* **Task prompt**
Copy every line of the listing that holds the string "getWorkflowTags".

* **Records**
PR #2742, opened 2025-12-03
Defer updating workflow completion metrics until completion accepted by server

### LINKED ISSUE #1590: workflow_completed counter counts successful completions of workflow method instead of workflow executions

cretz:
## What was changed

Defer updating workflow completion metrics until completion accepted by server. This is done by capturing the metrics to update in the task handler result and then providing a post-completion runnable to be invoked if the gRPC method is a success.

This technically changes behavior to no longer record metrics in situations like unhandled commands, which is a more accurate approach.

## Checklist

1. Closes #1590

### DIFF
--- a/temporal-sdk/src/test/java/io/temporal/internal/worker/WorkflowFailedMetricsTests.java
+++ b/temporal-sdk/src/test/java/io/temporal/internal/worker/WorkflowFailedMetricsTests.java
@@ -1,5 +1,6 @@
 package io.temporal.internal.worker;
 
+import static io.temporal.testUtils.Eventually.assertEventually;
 import static org.junit.Assert.assertEquals;
 import static org.junit.Assert.assertFalse;
 import static org.junit.Assert.assertThrows;
@@ -146,8 +147,11 @@ public class WorkflowFailedMetricsTests {
     triggerNonDeterministicException = true;
     workflow.unblock();
     assertThrows(WorkflowFailedException.class, () -> workflow.workflow());
-    reporter.assertCounter(
-        MetricsType.WORKFLOW_FAILED_COUNTER, getWorkflowTags("TestWorkflowWithSignal"), 1);
+    assertEventually(
+        Duration.ofSeconds(2),
+        () ->
+            reporter.assertCounter(
+                MetricsType.WORKFLOW_FAILED_COUNTER, getWorkflowTags("TestWorkflowWithSignal"), 1));
   }
 
   @Test
@@ -161,7 +165,11 @@ public class WorkflowFailedMetricsTests {
                 .setTaskQueue(testWorkflowRule.getTaskQueue())
                 .validateBuildWithDefaults());
     assertThrows(WorkflowFailedException.class, () -> workflow.workflow(true));
-    reporter.assertCounter(MetricsType.WORKFLOW_FAILED_COUNTER, getWorkflowTags("TestWorkflow"), 1);
+    assertEventually(
+        Duration.ofSeconds(2),
+        () ->
+            reporter.assertCounter(
+                MetricsType.WORKFLOW_FAILED_COUNTER, getWorkflowTags("TestWorkflow"), 1));
   }
 
   @Test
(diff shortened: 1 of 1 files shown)


temporal-sdk/src/main/java/io/temporal/internal/replay/ReplayWorkflowExecutor.java
```diff
@@ -131,12 +125,8 @@ private void completeWorkflow(@Nullable WorkflowExecutionException failure) {
 
     if (context.isCancelRequested()) {
       workflowStateMachines.cancelWorkflow();
-      metricsScope.counter(MetricsType.WORKFLOW_CANCELED_COUNTER).inc(1);
```
cretz, line 134: These completion counters are now tracked inside workflow state machines object

temporal-sdk/src/test/java/io/temporal/client/functional/MetricsTest.java
```diff
@@ -136,6 +136,120 @@ public void testAsynchronousStartAndGetResult() throws InterruptedException, Exe
...
+            .getWorkflowClient()
+            .streamHistory(workflowId)
+            .anyMatch(
+                evt ->
+                    evt.getWorkflowTaskFailedEventAttributes().getCause()
+                        == WorkflowTaskFailedCause.WORKFLOW_TASK_FAILED_CAUSE_UNHANDLED_COMMAND));
+
+    // Confirm we only got the one workflow completed. Before the code fixes that were added with
+    // this test, this would have returned multiple workflow completed counts.
+    Thread.sleep(REPORTING_FLUSH_TIME);
```
Quinn-With-Two-Ns: Can you just use our `assertEventually` utility?

cretz: This was copied from the other two existing tests that do the same thing in this file. Do you think these new tests are worth updating? Do you think the old tests should also be updated?

Quinn-With-Two-Ns: In principle yes they should, but I don't think you need to as part of this PR. If you want to please do however.

Quinn-With-Two-Ns (approved):

temporal-sdk/src/test/java/io/temporal/client/functional/MetricsTest.java
cretz: :+1: It's easy enough I think, will adjust (though may be a day or two)

cretz: Updated

temporal-sdk/src/test/java/io/temporal/client/functional/MetricsTest.java
```diff
@@ -32,108 +43,228 @@ public class MetricsTest {
...
+              2, counts.get(io.temporal.worker.MetricsType.WORKFLOW_COMPLETED_COUNTER).intValue());
+          assertEquals(
+              1, counts.get(io.temporal.worker.MetricsType.WORKFLOW_FAILED_COUNTER).intValue());
+          assertEquals(
+              1,
+              counts
+                  .get(io.temporal.worker.MetricsType.WORKFLOW_CONTINUE_AS_NEW_COUNTER)
+                  .intValue());
+          assertEquals(
+              1, counts.get(io.temporal.worker.MetricsType.WORKFLOW_CANCELED_COUNTER).intValue());
```
maciejdudko: Nit: splitting each workflow run into separate testcase would more strongly verify that the right counter was incremented in each scenario. Could also add checking presence of `WORKFLOW_E2E_LATENCY`.

cretz: I split the tests. I wasn't going to and was going to add e2e check in here, but it turns out we calculate e2e as current - start event time, and the latter is extremely skewed with time skipping causing negative values (which Tally ignores), so it was easier to check in separate tests.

* **Your response**
-        MetricsType.WORKFLOW_FAILED_COUNTER, getWorkflowTags("TestWorkflowWithSignal"), 1);
+                MetricsType.WORKFLOW_FAILED_COUNTER, getWorkflowTags("TestWorkflowWithSignal"), 1));
-    reporter.assertCounter(MetricsType.WORKFLOW_FAILED_COUNTER, getWorkflowTags("TestWorkflow"), 1);
+                MetricsType.WORKFLOW_FAILED_COUNTER, getWorkflowTags("TestWorkflow"), 1));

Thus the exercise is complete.